Giuseppe Pugliese

Personal information
- Date of birth: 4 November 1983 (age 42)
- Place of birth: Bari, Italy
- Height: 1.78 m (5 ft 10 in)
- Position: Left-back

Senior career*
- Years: Team / Apps / (Gls)
- 2002–2005: Noicottaro / 93 / (11)
- 2005–2009: Monopoli / 114 / (2)
- 2009–2013: Verona
- 2010–2011: → Varese (loan) / 38 / (1)
- 2013–2014: Cittadella

Managerial career
- 2021: Ambrosiana

= Giuseppe Pugliese =

Italian footballer

Giuseppe Pugliese (born 4 November 1983) is an Italian football coach and former player who played as a defender.

==Club career==
===Verona===
Pugliese was signed by Verona in February 2009. In 2010 he left for Serie B Varese on a temporary basis.

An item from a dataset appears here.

PR #2009, opened 2024-03-18
GT Add notes on UseCase best practices

levieggertcru:
Hey @rachaelblue updated the ReadMe to include those notes on Use Cases.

Pugliese returned to Verona on 1 July 2011. Despite assigned a shirt number in 2012–13 Serie B season (number 27), he did not play any game. Verona promoted at the end of season. It also saw the club transferred Pugliese to another Veneto based club: Cittadella.

===Salernitana, Arezzo and Monza===
Pugliese was signed by Salernitana on 28 August 2014. On 3 September he was signed by Arezzo.

On 23 January 2015 Pugliese was signed by Monza.